A riot police officer stands guard while demonstrators gather as riots continue in Ballymena, Northern Ireland, June 11, 2025. REUTERS/Clodagh Kilcoyne

LARNE, Northern Ireland (Reuters) -Masked youths in Northern Ireland on Wednesday set fire to a leisure centre that had been sheltering migrant families, but a third night of anti-immigrant violence was smaller in scale in the primary flashpoint of Ballymena.

Violence first flared on Monday after two 14-year-old boys were arrested and appeared in court, accused of a serious sexual assault on a teenage girl in the town. The charges were read via a Romanian interpreter to the boys, whose lawyer told the court that they denied the charge, the BBC reported.

In the most intense violence on Tuesday, hundreds of masked rioters attacked police and set homes and cars on fire in Ballymena, in what police condemned as "racist thuggery."

On Wednesday, a smaller crowd in the town threw rocks, fireworks and petrol bombs at police, who responded with water cannon.

Nine officers were injured, none seriously, bringing to 41 the number hurt since the violence began, police said in a statement. They added that a hatchet was thrown at police lines during the disorder.

But 30 kilometers east in Larne, masked youths smashed windows and started fires in the lobby of a leisure centre where families whose homes were attacked in Ballymena had been briefly moved, officials said.

Women and children were taking part in swimming and exercise classes when the attack began and had to be evacuated through the fire exit, said a woman who was in the centre at the time.

The crowd was acting "like rabid animals," said the woman, who declined to give her name.
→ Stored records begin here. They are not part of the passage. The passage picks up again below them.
PR #2068, opened 2026-07-20
doc: Shorten interface member names in HTML

iinuwa:
While working on the docs for the credential portal (which are almost complete!), I noticed that the interface name is repeated throughout the method, signal and property members, but the actual interface name by itself never appears on the page (since we replace the title with the shortened name). The lack of the interface name was confusing to me when I began working with portals, and the length of the member names is especially noticeable in the right-side table-of-contents.

I'm wondering if it would be desirable to have a shortened name for the interface members too. 

Removing this would require having some sort of convention/automation to include the interface name somewhere.

I tried it out, and it looks decent in the main page and the table of contents, and the anchors all stay the same, so no broken links.

Here's a visual diff:
Left: After, Right: Before

image

### DIFF
--- a/doc/fix-rst-dbus.py
+++ b/doc/fix-rst-dbus.py
@@ -27,7 +27,7 @@ def is_section_label(line):
     return False
 
 
-def split_sections(lines, output_prefix):
+def split_sections(lines, output_prefix, interface_name):
     """Split Properties, Methods, Signals into separate fragment files.
 
     Returns (desc_lines, found_sections)."""
@@ -58,7 +58,11 @@ def split_sections(lines, output_prefix):
         with open(fragment_path, "w") as f:
             heading_written = False
             skip_transition = False
+            skip_next = False
             for line in section_lines:
+                if skip_next:
+                    skip_next = False
+                    continue
                 if is_section_label(line):
                     continue
                 # Convert ---- overline+underline to ~~~~ underline-only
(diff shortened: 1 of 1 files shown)


swick:
Yup, seems like a good idea.

swick:
@iinuwa any reason why this is a draft?

iinuwa:
@swick I had planned to double-check the HTML diff to clean up anything weird (e.g. if a prefix being removed made the reference ambiguous). But if you don't think that's necessary, I'm pretty happy with it as is.

swick:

She said she felt "frightened and intimidated."

Justice Minister Naomi Long said the attack was "completely unjustified and unjustifiable". Finance Minister John O'Dowd described the attackers as "racist thugs."

The immigrant families had been moved by the time of the attack but rumours were spreading in the town that the leisure centre was to be used to permanently house people, Northern Ireland's Communities Minister Gordon Lyons told the BBC.

Lyons was widely criticised for posting on Facebook that a number of people had been temporarily moved to the leisure centre. Lyons condemned the attacks on the centre as "despicable" and said he was trying to quell the rumours.

Police are investigating the damaging of properties on Monday and Tuesday in Ballymena, a town of 30,000 that has a relatively large migrant population, as racially-motivated hate crimes.

Three teenagers have been charged with riot over Tuesday's violence and six more people were arrested, police said.

Two Filipino families told Reuters they fled their home in Ballymena after fearing for their safety when their car was set on fire outside the house.

"This kind of behavior is ... deeply damaging. It's very frightening, and it needs to stop," Britain's minister for Northern Ireland Hilary Benn told the BBC.

Petrol bombs were thrown at officers in Coleraine, where police said they also received reports that a bus had been attacked, bins set alight on train tracks and were investigating a fire to nearby business premises.

Police said youths also set fires at a roundabout in the town of Newtownabbey, a flashpoint for sectarian violence that sporadically flares up in the British-run region 27 years after a peace deal largely ended three decades of bloodshed.

Debris was also set alight at a barricade in Coleraine, the Belfast Telegraph reported.

The British and Irish governments as well as local politicians have condemned the violence.